Nippon Dragon already has distribution agreements in place with partners in key markets in South Africa, Japan, Australia, and neighboring countries.

In 2014, the company’s South African partner/distributor (MaXem) completed very successful demonstrations to miners anxious for solutions to their numerous challenges. MaXem has recently built and allocated three new Dragon Extractors, which will begin work shortly.

The company continues to work diligently to improve and commercialize its equipment on a global scale. That’s already bearing significant fruit and will over the next few years.

But Nippon has another asset, one I consider strategically important: the Rocmec 1 Mine.

Rocmec 1, located in the top mining jurisdiction of Quebec, was acquired in 2005 and has seen $41 million invested so far. That includes exploration and geological work, ramps, shafts, development, etc. The mine is fully licensed and permitted.

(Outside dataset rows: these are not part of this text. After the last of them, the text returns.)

PR #725, opened 2024-03-26
Allow multiple objectives in the optimizer config

motus:
* [x] Update JSON schema to use `"optimizer_target": {"score": "min"}` format
* [x] Update base Optimizer class to use the new config format (throw `NotImplementedError` if > 1 target)
* [x] Modify all unit tests to use the new format

Part of #692

Merge after #723

PR #726, opened 2024-03-29
Implement multi-objective optimization in mlos_bench base classes

motus:
* [x] Store multiple optimization targets and directions in base `Optimizer` class
* [x] Support multiple optimization targets in mock and grid search optimizers
* [x] Check for single objective in `MlosCoreOptimizer` class (will add support for multiple objectives after implementing that feature in `mlos_core` in subsequent PRs)
* [x] Update unit tests in mlos_bench

Merge after ~#723~ and ~#725~

### DIFF
--- a/mlos_bench/mlos_bench/optimizers/base_optimizer.py
+++ b/mlos_bench/mlos_bench/optimizers/base_optimizer.py
@@ -209,7 +209,7 @@ class Optimizer(metaclass=ABCMeta):     # pylint: disable=too-many-instance-attr
         return self._opt_target
 
     @property
-    def direction(self) -> str:
+    def direction(self) -> Literal['min', 'max']:
         """
         The direction to optimize the target metric (e.g., min or max).
         """
--- a/mlos_bench/mlos_bench/optimizers/base_optimizer.py
+++ b/mlos_bench/mlos_bench/optimizers/base_optimizer.py
@@ -20,6 +20,7 @@ from ConfigSpace import ConfigurationSpace
 from mlos_bench.config.schemas import ConfigSchema
 from mlos_bench.services.base_service import Service
 from mlos_bench.environments.status import Status
+from mlos_bench.tunables.tunable import TunableValue
 from mlos_bench.tunables.tunable_groups import TunableGroups
 from mlos_bench.optimizers.convert_configspace import tunable_groups_to_configspace
 
@@ -223,7 +224,9 @@ class Optimizer(metaclass=ABCMeta):     # pylint: disable=too-many-instance-attr
         return True
 
     @abstractmethod
-    def bulk_register(self, configs: Sequence[dict], scores: Sequence[Optional[float]],
+    def bulk_register(self,
+                      configs: Sequence[dict],
+                      scores: Sequence[Optional[Dict[str, TunableValue]]],
                       status: Optional[Sequence[Status]] = None) -> bool:
         """
         Pre-load the optimizer with the bulk data from previous experiments.
@@ -232,9 +235,9 @@ class Optimizer(metaclass=ABCMeta):     # pylint: disable=too-many-instance-attr
         ----------
         configs : Sequence[dict]
             Records of tunable values from other experiments.
-        scores : Sequence[float]
+        scores : Sequence[Optional[Dict[str, TunableValue]]]
             Benchmark results from experiments that correspond to `configs`.
-        status : Optional[Sequence[float]]
+        status : Optional[Sequence[Status]]
             Status of the experiments that correspond to `configs`.
 
         Returns
--- a/mlos_bench/mlos_bench/optimizers/base_optimizer.py
+++ b/mlos_bench/mlos_bench/optimizers/base_optimizer.py
@@ -79,7 +79,7 @@ class Optimizer(metaclass=ABCMeta):     # pylint: disable=too-many-instance-attr
         self._max_iter = int(self._config.pop('max_suggestions', 100))
 
         opt_targets: Dict[str, str] = self._config.pop('optimization_targets', {'score': 'min'})
-        self._opt_targets: Dict[str, Literal[1, -1]]
+        self._opt_targets: Dict[str, Literal[1, -1]] = {}
         for (opt_target, opt_dir) in opt_targets.items():
             if opt_dir == "min":
                 self._opt_targets[opt_target] = 1
--- a/mlos_bench/mlos_bench/optimizers/base_optimizer.py
+++ b/mlos_bench/mlos_bench/optimizers/base_optimizer.py
@@ -35,7 +35,7 @@ class Optimizer(metaclass=ABCMeta):     # pylint: disable=too-many-instance-attr
     BASE_SUPPORTED_CONFIG_PROPS = {
         "optimization_target",
         "optimization_direction",
-        "max_iterations",
+        "max_suggestions",
         "seed",
         "start_with_defaults",
     }
@@ -71,12 +71,12 @@ class Optimizer(metaclass=ABCMeta):     # pylint: disable=too-many-instance-attr
         experiment_id = self._global_config.get('experiment_id')
         self.experiment_id = str(experiment_id).strip() if experiment_id else None
 
-        self._iter = 1
+        self._iter = 0
         # If False, use the optimizer to suggest the initial configuration;
         # if True (default), use the already initialized values for the first iteration.
         self._start_with_defaults: bool = bool(
             strtobool(str(self._config.pop('start_with_defaults', True))))
-        self._max_iter = int(self._config.pop('max_iterations', 100))
+        self._max_iter = int(self._config.pop('max_suggestions', 100))
         self._opt_target = str(self._config.pop('optimization_target', 'score'))
         self._opt_sign = {"min": 1, "max": -1}[self._config.pop('optimization_direction', 'min')]
 
@@ -224,7 +224,7 @@ class Optimizer(metaclass=ABCMeta):     # pylint: disable=too-many-instance-attr
 
     @abstractmethod
     def bulk_register(self, configs: Sequence[dict], scores: Sequence[Optional[float]],
-                      status: Optional[Sequence[Status]] = None, is_warm_up: bool = False) -> bool:
+                      status: Optional[Sequence[Status]] = None) -> bool:
         """
         Pre-load the optimizer with the bulk data from previous experiments.
 
@@ -236,16 +236,13 @@ class Optimizer(metaclass=ABCMeta):     # pylint: disable=too-many-instance-attr
             Benchmark results from experiments that correspond to `configs`.
         status : Optional[Sequence[float]]
             Status of the experiments that correspond to `configs`.
-        is_warm_up : bool
-            True for the initial load, False for subsequent calls.
 
         Returns
         -------
         is_not_empty : bool
             True if there is data to register, false otherwise.
         """
-        _LOG.info("%s the optimizer with: %d configs, %d scores, %d status values",
-                  "Warm-up" if is_warm_up else "Load",
+        _LOG.info("Update the optimizer with: %d configs, %d scores, %d status values",
                   len(configs or []), len(scores or []), len(status or []))
         if len(configs or []) != len(scores or []):
             raise ValueError("Numbers of configs and scores do not match.")
@@ -257,10 +254,11 @@ class Optimizer(metaclass=ABCMeta):     # pylint: disable=too-many-instance-attr
             self._start_with_defaults = False
         return has_data
 
-    @abstractmethod
     def suggest(self) -> TunableGroups:
         """
         Generate the next suggestion.
+        Base class' implementation increments the iteration count
+        and returns the current values of the tunables.
 
         Returns
         -------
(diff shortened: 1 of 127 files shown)


mlos_bench/mlos_bench/optimizers/base_optimizer.py
```diff
@@ -199,28 +199,15 @@ def name(self) -> str:
...
-    @property
-    def target(self) -> str:
-        """
-        The name of the target metric to optimize.
-        """
-        return self._opt_target
-
     @property
-    def direction(self) -> Literal['min', 'max']:
+    def targets(self) -> Dict[str, str]:
```
bpkroth, line 203:
```suggestion
    def targets(self) -> Dict[str, Literal['min', 'max']]:
```

mlos_bench/mlos_bench/optimizers/base_optimizer.py
```diff
@@ -79,13 +79,10 @@ def __init__(self,
...
 
         opt_targets: Dict[str, str] = self._config.pop('optimization_targets', {'score': 'min'})
-        if not isinstance(opt_targets, dict):
-            raise ValueError(f"optimization_targets should be a dict: {opt_targets}")
-        # TODO: Implement multi-target optimization.
-        if len(opt_targets) != 1:
-            raise NotImplementedError("Multi-target optimization is not implemented.")
-        (self._opt_target, opt_dir) = list(opt_targets.items())[0]
-        self._opt_sign = {"min": 1, "max": -1}[opt_dir]
+        self._opt_targets: Dict[str, int] = {
```
bpkroth, line 82:
```suggestion
        self._opt_targets: Dict[str, Literal[1, -1]] = {
```

bpkroth: not sure about this one

mlos_bench/mlos_bench/optimizers/base_optimizer.py
bpkroth: Nice for autocompletes and static checks

mlos_bench/mlos_bench/optimizers/base_optimizer.py
```diff
@@ -317,27 +307,33 @@ def _get_score(self, status: Status, score: Optional[Union[float, Dict[str, floa
...
-                                     + f"in results for iteration {self._iter}: {score}")
-                score = score[self._opt_target]
-            return float(score) * self._opt_sign
-        assert score is None
-        return float("inf")
+
+        if not status.is_succeeded():
+            assert score is None
+            return {
+                opt_target: float("inf")
```
bpkroth, line 325: does this need to be adjusted based on target direction?

mlos_bench/mlos_bench/optimizers/base_optimizer.py
```diff
@@ -317,27 +307,33 @@ def _get_score(self, status: Status, score: Optional[Union[float, Dict[str, floa
         ----------
         status : Status
             Final status of the experiment (e.g., SUCCEEDED or FAILED).
-        score : Union[float, Dict[str, float]]
-            A scalar or a dict with the final benchmark results.
+        score : Optional[Dict[str, TunableValue]]
```
bpkroth, line 310:
```suggestion
        scores : Optional[Dict[str, TunableValue]]
```

mlos_bench/mlos_bench/optimizers/base_optimizer.py
```diff
@@ -293,22 +280,25 @@ def register(self, tunables: TunableGroups, status: Status,
...
+            from the dataframe that's being MINIMIZED.
         """
         _LOG.info("Iteration %d :: Register: %s = %s score: %s",
                   self._iter, tunables, status, score)
         if status.is_succeeded() == (score is None):  # XOR
             raise ValueError("Status and score must be consistent.")
         return self._get_score(status, score)
 
-    def _get_score(self, status: Status, score: Optional[Union[float, Dict[str, float]]]) -> Optional[float]:
+    def _get_score(self, status: Status,
```
bpkroth, line 299:
```suggestion
    def _get_scores(self, status: Status,
```

mlos_bench/mlos_bench/optimizers/base_optimizer.py
```diff
@@ -293,22 +280,25 @@ def register(self, tunables: TunableGroups, status: Status,
...
+                   score: Optional[Union[Dict[str, TunableValue], Dict[str, float]]]
```
bpkroth, line 300:
```suggestion
                   scores: Optional[Union[Dict[str, TunableValue], Dict[str, float]]]
```

mlos_bench/mlos_bench/storage/base_storage.py
```diff
@@ -99,10 +98,8 @@ def experiment(self, *,
         description : str
             Human-readable description of the experiment.
         tunables : TunableGroups
-        opt_target : str
-            Name of metric we're optimizing for.
-        opt_direction: Optional[str]
-            Direction to optimize the metric (e.g., min or max)
+        opt_targets : Dict[str, str]
```
bpkroth, line 101:
```suggestion
        opt_targets : Dict[str, Literal["min", "max"]]
```

mlos_bench/mlos_bench/storage/base_storage.py
```diff
@@ -212,14 +206,11 @@ def tunables(self) -> TunableGroups:
...
         @property
-        def opt_target(self) -> str:
-            """Get the Experiment's optimization target"""
-            return self._opt_target
-
-        @property
-        def opt_direction(self) -> Optional[str]:
-            """Get the Experiment's optimization target"""
-            return self._opt_direction
+        def opt_targets(self) -> Dict[str, str]:
```
bpkroth, line 209:
```suggestion
        def opt_targets(self) -> Dict[str, Literal["min", "max"]]:
```

mlos_bench/mlos_bench/storage/base_storage.py
```diff
@@ -356,18 +345,11 @@ def tunable_config_id(self) -> int:
             return self._tunable_config_id
 
         @property
-        def opt_target(self) -> str:
+        def opt_targets(self) -> Dict[str, str]:
```
bpkroth, line 348:
```suggestion
        def opt_targets(self) -> Dict[str, Literal["min", "max"]]:
```

mlos_bench/mlos_bench/storage/sql/experiment_data.py
```diff
@@ -52,56 +52,19 @@ def __init__(self, *,
...
-                _LOG.warning("Experiment %s has multiple trial optimization directions for optimization_target %s=%s",
-                             self, opt_target, objectives[opt_target])
-        for opt_tgt, opt_dir in objectives.items():
-            assert opt_dir in {None, "min", "max"}, f"Unexpected opt_dir {opt_dir} for opt_tgt {opt_tgt}."
-        return objectives
+            )
+            return {
+                objective.optimization_target: objective.optimization_direction
+                for objective in objectives_db_data.fetchall()
+            }
```
bpkroth, line 67: This was tricky to write when first implemented.  Should make sure we have some good test coverage for it (may already be there, but worth double checking).

mlos_bench/mlos_bench/optimizers/base_optimizer.py
motus: it does not - that's an internal function and it assumes that `self._opt_targets` has already been adjusted for target direction.

mlos_bench/mlos_bench/schedulers/base_scheduler.py
```diff
@@ -214,13 +213,14 @@ def schedule_trial(self, tunables: TunableGroups) -> None:
...
                 "optimizer": self.optimizer.name,
-                "opt_target": self.optimizer.target,
-                "opt_direction": self.optimizer.direction,
                 "repeat_i": repeat_i,
                 "is_defaults": tunables.is_defaults,
+                **{
+                    f"opt_{key}_{i}": val
+                    for (i, opt_target) in enumerate(self.optimizer.targets.items())
+                    for (key, val) in zip(["target", "direction"], opt_target)
+                }
```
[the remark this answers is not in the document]
bpkroth: ExperimentData, TrialData, etc.?

mlos_bench/mlos_bench/optimizers/base_optimizer.py
bpkroth: But, down below we do the multiplication by the opt_direction and here we don't.

Doesn't that mean that for unsuccessful trials, we always report `float("inf")` even if the `opt_dir` is `"max"` for that `opt_target`?

That seems like a bug to me.  Do we have a test case checking for this?

mlos_bench/mlos_bench/optimizers/base_optimizer.py
```diff
@@ -317,27 +311,33 @@ def _get_score(self, status: Status, score: Optional[Union[float, Dict[str, floa
...
+            return {
+                opt_target: float("inf")
+                for opt_target in self._opt_targets.keys()
+            }
+
+        assert scores is not None
+        target_metrics: Dict[str, float] = {}
+        for (opt_target, opt_dir) in self._opt_targets.items():
+            val = scores[opt_target]
+            assert val is not None
```
bpkroth, line 337:
```suggestion
```

Maybe unnecessary based on latest type changes?

mlos_bench/mlos_bench/optimizers/base_optimizer.py
```diff
@@ -347,13 +347,13 @@ def not_converged(self) -> bool:
         return self._iter < self._max_iter
 
     @abstractmethod
-    def get_best_observation(self) -> Union[Tuple[float, TunableGroups], Tuple[None, None]]:
+    def get_best_observation(self) -> Union[Tuple[Dict[str, float], TunableGroups], Tuple[None, None]]:
```
bpkroth, line 350:
```suggestion
    def get_best_observations(self) -> Union[Tuple[Dict[str, float], TunableGroups], Tuple[None, None]]:
```

Don't we need to return the full pareto frontier now?

bpkroth: Another option is we extend it to `get_best_observation(weights={
  "opt_target_1": 1,
  "opt_target_2": 0,
  "opt_target_3": 1,
})

As a means to flatten the parent frontier into a single point by means of multi-dimensional score weighting.

mlos_bench/mlos_bench/schedulers/base_scheduler.py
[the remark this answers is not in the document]
motus: I don't expect metadata to be the primary source of information about the optimization objectives, but yes, we have unit tests to verify that data in `ExperimentData` and `TrialData`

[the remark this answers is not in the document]
motus: on a second thought, we can add `TrialData.objectives` for convenience. I've opened an issue #729 - will send a separate PR with proper unit tests and stuff later

mlos_bench/mlos_bench/storage/sql/experiment_data.py
motus: I would not rely on trials' metadata to determine the experiment's objective. To me, the Experiment's objectives are defined when we create the experiment; if later we merge in some other trials into it, the experiment's objectives stay the same, even if some trials had been run with different objectives or no objectives at all. The info on individual trial's objectives we can get from the metadata, and I will soon implement an accessor `TrialData.objectives` to facilitate that (issue #729)

mlos_bench/mlos_bench/optimizers/base_optimizer.py
motus: Nah, the linter complains - `val` is of type `TunableValue` that theoretically can be `None`

mlos_bench/mlos_bench/optimizers/base_optimizer.py
motus: I would do it in the next PR after we add multi-target optimization to `mlos_core` - rn I am not even sure that any of our optimizers can return all points of the Pareto frontier. (also, it will require a lot of changes to our unit tests)

mlos_bench/mlos_bench/optimizers/base_optimizer.py
motus: `Optimizer._get_scores()` _always_ returns scores adjusted for **minimization** (I mention that in the docstring). That's why we do the multiplication here. If the trial is not successful, for minimization we must always return _positive_ infinity (or later maybe some other large _positive_ value).

I've added a unit test to verify that behavior

mlos_bench/mlos_bench/schedulers/base_scheduler.py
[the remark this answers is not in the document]
bpkroth: I'm not sure `TrialData` is the right place for that.  `ExperimentData.objectives` already exists and makes more sense to me when you consider that the data from individual Trials could be reused across Experiments.

mlos_bench/mlos_bench/storage/sql/experiment_data.py
bpkroth: I agree on the first part.  Using metadata was a means to backport functionality since early on we didn't have a separate `objectives` table that could be used to pull the data from the `Experiment` directly.

But I don't think we should expose the objectives for TrialData itself - its less relevant there versus `Experiment` for exactly the merging operation you point out.

bpkroth (approved):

In May 2010, the company confirmed there were 479,100 ounces of gold in all categories at 3 grams/ton cutoff, and the deposit appears open in all directions.

Nippon plans to mine Rocmec 1’s gold using the Dragon Extractor, earning thick profits on each ounce as one of the world’s lowest-cost gold producers. That cash flow will be used to support expansion plans.

At the same time, the mine becomes a “showroom” to demonstrate the effectiveness of its innovative mining technology to prospective clients.

Now Is the Perfect Time to Buy

With the Dragon Extractor, every single stage of mining underground veins of gold is positively impacted.

It’s forcing geologists, mine planners, mine operators, and even gold stock analysts, to totally rethink how to plan, develop, operate, and evaluate gold mines.

We’re on the cusp of nothing short of a mining revolution, and that’s even if gold prices were to stay where they are now.

But I expect gold to rise significantly. And thanks to the Dragon, gold mining is about to become insanely profitable.